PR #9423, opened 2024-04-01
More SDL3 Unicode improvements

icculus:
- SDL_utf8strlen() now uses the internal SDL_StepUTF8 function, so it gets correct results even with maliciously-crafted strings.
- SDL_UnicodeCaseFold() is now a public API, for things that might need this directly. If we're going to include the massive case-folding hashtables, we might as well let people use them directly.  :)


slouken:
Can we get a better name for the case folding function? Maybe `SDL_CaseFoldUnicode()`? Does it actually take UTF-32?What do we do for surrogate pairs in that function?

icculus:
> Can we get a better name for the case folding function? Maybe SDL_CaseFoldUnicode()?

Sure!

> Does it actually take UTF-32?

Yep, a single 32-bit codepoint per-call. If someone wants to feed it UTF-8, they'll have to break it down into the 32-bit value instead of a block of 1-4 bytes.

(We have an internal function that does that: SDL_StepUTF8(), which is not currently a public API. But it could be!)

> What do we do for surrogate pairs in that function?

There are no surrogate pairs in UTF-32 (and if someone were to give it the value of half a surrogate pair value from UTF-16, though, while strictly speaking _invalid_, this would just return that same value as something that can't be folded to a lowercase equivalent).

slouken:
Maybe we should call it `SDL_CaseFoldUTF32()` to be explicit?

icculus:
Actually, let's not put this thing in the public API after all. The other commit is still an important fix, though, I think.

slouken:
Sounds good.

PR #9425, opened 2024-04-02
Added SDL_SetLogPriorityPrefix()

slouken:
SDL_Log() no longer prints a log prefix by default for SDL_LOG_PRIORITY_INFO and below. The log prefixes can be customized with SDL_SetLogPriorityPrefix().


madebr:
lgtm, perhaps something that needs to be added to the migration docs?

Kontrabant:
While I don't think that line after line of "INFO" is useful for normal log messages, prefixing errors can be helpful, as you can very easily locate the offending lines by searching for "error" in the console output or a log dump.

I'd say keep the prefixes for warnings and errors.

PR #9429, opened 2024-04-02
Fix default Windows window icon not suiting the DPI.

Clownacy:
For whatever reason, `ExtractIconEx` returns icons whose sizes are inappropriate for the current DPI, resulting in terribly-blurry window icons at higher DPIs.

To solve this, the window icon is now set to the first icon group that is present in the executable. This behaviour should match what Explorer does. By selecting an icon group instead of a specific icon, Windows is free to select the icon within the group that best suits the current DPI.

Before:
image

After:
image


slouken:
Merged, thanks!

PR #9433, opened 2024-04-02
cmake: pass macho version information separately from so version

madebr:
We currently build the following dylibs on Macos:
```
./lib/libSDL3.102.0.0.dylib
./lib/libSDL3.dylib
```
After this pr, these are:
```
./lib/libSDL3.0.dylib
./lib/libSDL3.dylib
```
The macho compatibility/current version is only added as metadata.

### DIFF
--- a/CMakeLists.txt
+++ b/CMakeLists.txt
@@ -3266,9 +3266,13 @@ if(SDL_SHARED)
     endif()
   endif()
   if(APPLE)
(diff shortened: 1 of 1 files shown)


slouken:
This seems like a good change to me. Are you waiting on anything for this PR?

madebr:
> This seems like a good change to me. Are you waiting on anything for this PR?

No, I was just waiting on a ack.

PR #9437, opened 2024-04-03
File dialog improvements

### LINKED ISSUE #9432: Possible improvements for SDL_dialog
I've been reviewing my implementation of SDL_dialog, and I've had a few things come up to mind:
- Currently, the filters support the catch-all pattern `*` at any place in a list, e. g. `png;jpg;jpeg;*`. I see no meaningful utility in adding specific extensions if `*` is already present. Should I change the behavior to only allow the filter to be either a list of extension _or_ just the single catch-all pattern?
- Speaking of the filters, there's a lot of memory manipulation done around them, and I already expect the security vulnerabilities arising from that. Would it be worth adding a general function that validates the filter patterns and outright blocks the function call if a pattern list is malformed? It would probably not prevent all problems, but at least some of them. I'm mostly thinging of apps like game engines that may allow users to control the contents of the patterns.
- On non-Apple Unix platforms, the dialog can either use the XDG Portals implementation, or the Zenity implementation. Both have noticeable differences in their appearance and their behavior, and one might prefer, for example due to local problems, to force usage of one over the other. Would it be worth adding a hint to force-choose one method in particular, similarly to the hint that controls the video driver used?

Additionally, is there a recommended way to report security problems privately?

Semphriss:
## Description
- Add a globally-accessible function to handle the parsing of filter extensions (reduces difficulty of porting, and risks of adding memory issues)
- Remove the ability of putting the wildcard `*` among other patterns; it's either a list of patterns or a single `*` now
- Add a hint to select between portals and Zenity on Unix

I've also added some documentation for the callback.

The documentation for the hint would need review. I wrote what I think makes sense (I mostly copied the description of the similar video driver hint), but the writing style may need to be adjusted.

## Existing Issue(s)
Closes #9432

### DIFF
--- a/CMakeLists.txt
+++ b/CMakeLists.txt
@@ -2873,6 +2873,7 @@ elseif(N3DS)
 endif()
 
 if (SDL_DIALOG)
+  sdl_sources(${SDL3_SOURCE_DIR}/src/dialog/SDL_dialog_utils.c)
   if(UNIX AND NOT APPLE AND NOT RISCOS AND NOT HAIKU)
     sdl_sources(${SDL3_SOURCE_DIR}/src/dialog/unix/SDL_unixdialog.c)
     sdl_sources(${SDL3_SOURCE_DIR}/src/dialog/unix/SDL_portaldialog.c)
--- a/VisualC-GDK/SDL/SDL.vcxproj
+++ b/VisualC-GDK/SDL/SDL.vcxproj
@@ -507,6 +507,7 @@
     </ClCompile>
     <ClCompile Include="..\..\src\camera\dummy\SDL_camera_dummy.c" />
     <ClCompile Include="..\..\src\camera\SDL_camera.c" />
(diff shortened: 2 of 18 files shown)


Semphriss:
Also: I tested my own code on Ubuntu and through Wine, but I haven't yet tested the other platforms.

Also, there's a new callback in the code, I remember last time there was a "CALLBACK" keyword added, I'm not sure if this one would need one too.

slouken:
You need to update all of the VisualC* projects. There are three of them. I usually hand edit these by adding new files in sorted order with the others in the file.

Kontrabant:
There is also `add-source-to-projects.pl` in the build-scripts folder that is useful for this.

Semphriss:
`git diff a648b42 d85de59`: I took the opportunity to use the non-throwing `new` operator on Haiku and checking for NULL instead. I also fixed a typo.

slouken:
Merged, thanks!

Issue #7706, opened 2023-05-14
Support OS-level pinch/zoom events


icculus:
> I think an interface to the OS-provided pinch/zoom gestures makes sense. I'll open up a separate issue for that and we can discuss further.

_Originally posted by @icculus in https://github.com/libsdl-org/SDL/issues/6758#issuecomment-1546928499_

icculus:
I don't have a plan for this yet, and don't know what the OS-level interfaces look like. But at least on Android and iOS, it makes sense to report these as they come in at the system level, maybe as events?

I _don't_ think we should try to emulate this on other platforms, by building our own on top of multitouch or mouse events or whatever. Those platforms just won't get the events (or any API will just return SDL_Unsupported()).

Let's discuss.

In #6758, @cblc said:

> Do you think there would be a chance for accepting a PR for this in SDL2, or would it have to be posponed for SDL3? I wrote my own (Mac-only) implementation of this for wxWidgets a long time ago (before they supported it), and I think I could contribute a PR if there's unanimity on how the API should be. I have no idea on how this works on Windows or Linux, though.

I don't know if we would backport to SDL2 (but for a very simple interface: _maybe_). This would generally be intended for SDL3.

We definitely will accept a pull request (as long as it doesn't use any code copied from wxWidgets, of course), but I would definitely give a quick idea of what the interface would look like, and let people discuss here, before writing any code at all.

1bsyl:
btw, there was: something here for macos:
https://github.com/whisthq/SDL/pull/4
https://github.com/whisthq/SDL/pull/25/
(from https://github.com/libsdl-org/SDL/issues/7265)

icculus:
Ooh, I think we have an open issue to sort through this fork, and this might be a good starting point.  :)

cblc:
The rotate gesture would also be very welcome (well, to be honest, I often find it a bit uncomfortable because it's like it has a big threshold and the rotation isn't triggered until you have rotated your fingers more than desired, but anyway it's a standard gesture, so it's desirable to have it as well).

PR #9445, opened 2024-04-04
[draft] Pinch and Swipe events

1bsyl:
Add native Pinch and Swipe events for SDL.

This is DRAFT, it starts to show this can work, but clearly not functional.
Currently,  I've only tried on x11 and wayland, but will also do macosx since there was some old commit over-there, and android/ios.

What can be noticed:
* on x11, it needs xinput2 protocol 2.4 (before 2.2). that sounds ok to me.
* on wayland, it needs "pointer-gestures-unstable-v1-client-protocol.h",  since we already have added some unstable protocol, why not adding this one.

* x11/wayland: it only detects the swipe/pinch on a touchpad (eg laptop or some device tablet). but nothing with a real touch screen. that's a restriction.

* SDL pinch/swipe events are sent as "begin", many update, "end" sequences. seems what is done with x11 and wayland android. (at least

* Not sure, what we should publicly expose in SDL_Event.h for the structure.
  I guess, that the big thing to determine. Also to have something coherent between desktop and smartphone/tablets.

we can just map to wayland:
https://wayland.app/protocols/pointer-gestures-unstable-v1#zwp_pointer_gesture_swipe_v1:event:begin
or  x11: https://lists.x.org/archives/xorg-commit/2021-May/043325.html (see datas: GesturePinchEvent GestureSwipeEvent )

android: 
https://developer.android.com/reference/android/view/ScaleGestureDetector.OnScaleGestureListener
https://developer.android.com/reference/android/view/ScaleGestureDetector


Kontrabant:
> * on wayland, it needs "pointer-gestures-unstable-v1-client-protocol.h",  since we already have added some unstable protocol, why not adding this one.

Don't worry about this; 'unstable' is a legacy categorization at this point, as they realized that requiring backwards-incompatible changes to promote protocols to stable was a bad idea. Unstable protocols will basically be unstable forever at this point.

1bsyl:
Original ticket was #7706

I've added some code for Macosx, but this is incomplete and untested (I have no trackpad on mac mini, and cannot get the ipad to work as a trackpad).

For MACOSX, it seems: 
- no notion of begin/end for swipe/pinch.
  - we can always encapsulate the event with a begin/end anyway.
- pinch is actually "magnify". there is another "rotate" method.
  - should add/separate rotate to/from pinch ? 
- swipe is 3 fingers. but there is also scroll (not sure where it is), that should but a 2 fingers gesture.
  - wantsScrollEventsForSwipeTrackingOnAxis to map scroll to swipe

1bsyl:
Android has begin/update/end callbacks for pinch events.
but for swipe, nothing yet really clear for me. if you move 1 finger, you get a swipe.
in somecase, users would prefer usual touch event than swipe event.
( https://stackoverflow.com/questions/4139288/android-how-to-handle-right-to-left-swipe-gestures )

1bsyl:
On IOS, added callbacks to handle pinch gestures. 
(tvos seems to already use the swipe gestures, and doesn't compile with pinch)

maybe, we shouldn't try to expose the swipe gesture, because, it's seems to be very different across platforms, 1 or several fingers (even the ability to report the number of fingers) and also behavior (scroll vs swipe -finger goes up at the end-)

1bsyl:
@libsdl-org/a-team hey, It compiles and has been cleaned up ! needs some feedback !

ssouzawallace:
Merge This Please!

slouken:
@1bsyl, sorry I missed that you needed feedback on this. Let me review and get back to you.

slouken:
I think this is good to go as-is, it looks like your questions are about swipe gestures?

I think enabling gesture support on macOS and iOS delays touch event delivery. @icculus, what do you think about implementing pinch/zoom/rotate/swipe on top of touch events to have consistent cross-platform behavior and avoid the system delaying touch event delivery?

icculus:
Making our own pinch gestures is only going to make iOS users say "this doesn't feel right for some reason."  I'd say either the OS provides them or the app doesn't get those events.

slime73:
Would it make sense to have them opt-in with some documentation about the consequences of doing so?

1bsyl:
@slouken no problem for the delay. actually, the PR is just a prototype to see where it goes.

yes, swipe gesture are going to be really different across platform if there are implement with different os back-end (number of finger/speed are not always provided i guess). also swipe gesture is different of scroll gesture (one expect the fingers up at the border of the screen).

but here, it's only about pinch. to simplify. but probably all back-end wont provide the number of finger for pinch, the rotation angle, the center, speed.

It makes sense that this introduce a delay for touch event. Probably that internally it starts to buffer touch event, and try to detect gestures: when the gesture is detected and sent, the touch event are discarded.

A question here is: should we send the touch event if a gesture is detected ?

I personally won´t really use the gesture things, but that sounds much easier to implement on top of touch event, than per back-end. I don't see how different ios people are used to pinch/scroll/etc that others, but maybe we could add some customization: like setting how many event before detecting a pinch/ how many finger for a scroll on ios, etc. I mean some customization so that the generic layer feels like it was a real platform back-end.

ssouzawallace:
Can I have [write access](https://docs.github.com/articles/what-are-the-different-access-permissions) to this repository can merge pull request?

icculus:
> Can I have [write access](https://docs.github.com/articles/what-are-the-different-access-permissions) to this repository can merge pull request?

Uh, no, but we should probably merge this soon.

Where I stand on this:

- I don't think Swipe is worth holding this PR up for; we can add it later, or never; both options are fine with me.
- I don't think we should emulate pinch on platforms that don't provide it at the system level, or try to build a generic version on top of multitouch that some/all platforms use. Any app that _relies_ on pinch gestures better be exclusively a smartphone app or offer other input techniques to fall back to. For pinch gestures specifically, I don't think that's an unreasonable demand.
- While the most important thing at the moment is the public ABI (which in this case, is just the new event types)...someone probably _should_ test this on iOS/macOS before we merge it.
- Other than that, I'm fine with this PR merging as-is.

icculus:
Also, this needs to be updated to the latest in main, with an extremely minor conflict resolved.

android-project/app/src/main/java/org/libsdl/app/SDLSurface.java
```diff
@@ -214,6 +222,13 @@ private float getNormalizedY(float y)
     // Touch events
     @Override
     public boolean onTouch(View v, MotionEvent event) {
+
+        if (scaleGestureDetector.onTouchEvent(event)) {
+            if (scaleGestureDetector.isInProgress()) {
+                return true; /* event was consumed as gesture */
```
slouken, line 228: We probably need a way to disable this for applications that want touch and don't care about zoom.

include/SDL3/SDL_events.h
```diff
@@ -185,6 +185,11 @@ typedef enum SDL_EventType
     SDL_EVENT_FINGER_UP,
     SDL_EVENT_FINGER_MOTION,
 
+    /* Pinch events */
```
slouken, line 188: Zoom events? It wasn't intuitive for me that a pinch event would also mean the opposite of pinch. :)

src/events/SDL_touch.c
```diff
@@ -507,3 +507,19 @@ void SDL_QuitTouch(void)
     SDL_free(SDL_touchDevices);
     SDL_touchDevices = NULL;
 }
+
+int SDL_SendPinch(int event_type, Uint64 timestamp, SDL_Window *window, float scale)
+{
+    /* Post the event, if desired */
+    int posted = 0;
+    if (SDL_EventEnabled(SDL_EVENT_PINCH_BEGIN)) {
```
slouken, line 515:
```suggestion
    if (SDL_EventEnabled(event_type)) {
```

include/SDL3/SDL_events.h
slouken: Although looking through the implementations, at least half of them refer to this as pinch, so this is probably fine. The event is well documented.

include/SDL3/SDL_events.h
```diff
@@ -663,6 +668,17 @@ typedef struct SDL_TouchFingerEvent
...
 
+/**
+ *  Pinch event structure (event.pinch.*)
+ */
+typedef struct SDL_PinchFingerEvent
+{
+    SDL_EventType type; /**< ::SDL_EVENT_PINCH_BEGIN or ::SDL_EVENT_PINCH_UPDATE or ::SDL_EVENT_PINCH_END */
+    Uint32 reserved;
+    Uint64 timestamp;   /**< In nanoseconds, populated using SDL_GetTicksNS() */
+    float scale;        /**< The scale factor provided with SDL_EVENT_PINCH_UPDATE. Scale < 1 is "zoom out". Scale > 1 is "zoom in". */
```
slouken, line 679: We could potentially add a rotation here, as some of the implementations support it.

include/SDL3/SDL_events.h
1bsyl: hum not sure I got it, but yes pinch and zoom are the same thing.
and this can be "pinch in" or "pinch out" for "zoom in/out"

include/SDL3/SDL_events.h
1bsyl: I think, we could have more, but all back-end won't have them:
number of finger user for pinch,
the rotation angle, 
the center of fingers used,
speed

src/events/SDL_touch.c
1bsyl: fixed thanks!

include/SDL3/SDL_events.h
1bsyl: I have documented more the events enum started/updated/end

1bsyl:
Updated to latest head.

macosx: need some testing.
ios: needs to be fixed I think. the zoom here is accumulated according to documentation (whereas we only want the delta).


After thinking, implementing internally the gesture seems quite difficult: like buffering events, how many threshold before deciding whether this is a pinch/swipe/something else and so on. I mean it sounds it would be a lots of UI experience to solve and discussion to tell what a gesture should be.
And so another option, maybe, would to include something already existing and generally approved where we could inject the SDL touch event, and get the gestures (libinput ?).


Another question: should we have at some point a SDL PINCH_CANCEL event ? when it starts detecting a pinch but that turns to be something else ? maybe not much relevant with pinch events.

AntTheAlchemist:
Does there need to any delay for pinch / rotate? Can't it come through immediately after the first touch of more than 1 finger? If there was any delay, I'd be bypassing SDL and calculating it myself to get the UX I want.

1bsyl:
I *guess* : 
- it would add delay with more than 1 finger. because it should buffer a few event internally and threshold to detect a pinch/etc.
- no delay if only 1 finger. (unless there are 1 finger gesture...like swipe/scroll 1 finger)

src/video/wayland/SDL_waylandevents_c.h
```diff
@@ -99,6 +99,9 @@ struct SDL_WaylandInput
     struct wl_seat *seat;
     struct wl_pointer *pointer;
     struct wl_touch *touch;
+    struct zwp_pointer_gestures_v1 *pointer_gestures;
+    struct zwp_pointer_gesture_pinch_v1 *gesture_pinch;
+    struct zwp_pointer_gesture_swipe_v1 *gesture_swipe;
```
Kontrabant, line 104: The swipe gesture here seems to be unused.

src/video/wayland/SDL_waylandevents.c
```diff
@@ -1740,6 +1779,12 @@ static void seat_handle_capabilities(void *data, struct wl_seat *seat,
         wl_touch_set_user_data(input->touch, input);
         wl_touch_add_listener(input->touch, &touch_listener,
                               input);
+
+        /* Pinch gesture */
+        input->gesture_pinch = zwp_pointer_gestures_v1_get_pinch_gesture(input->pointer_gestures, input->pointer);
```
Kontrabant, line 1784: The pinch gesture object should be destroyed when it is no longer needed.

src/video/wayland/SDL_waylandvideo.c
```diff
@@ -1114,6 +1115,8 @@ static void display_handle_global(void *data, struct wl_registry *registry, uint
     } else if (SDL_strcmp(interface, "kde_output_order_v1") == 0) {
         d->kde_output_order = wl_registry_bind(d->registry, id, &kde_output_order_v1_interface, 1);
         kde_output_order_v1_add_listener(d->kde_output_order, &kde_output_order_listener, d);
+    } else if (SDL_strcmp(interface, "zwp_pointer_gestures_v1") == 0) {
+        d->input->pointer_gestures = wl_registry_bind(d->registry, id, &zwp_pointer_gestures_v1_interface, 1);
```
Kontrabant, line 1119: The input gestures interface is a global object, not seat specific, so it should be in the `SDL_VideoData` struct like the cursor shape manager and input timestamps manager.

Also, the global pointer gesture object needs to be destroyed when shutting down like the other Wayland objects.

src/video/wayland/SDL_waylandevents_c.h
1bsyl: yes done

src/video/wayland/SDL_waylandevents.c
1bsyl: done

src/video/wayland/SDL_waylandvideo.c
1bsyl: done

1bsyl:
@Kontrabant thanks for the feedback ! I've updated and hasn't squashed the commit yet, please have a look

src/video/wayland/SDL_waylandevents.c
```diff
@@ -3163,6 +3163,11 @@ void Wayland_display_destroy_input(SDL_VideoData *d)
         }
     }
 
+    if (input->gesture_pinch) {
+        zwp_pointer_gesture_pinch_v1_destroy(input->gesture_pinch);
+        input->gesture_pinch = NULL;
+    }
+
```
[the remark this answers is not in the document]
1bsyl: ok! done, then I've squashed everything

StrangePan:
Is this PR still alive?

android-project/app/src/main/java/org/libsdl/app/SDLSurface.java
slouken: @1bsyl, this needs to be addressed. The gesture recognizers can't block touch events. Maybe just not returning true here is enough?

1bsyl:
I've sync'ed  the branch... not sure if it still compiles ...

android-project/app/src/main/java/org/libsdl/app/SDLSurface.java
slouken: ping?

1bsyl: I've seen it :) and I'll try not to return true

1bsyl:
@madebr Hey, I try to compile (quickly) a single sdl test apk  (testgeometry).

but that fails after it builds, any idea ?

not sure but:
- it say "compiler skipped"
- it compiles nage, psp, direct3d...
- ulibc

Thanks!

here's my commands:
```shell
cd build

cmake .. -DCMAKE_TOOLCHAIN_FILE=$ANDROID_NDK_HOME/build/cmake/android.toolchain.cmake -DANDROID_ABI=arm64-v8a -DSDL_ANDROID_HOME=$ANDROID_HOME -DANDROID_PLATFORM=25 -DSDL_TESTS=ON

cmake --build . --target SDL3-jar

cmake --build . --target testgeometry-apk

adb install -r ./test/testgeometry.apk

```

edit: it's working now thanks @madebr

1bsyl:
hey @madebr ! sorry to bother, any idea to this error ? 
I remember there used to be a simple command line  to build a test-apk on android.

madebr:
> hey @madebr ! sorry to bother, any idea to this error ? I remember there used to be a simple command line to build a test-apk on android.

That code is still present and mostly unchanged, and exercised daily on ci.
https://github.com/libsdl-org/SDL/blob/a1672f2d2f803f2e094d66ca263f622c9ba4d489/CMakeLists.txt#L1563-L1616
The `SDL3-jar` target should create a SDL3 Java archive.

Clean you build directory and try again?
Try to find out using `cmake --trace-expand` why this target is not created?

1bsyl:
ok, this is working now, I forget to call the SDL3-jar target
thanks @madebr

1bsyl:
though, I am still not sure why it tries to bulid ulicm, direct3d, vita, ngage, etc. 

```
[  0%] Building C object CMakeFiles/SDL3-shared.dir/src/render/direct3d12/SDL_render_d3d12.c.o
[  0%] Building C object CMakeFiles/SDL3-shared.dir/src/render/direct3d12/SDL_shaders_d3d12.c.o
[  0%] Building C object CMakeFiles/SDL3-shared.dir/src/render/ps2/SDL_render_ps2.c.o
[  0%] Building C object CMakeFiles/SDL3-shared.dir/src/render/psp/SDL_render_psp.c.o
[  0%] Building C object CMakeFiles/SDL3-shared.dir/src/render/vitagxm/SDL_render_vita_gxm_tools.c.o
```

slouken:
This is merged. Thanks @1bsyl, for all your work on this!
──────
Answer with a number only. How many lines in the records include the word "permissions"?

**Task output:** 2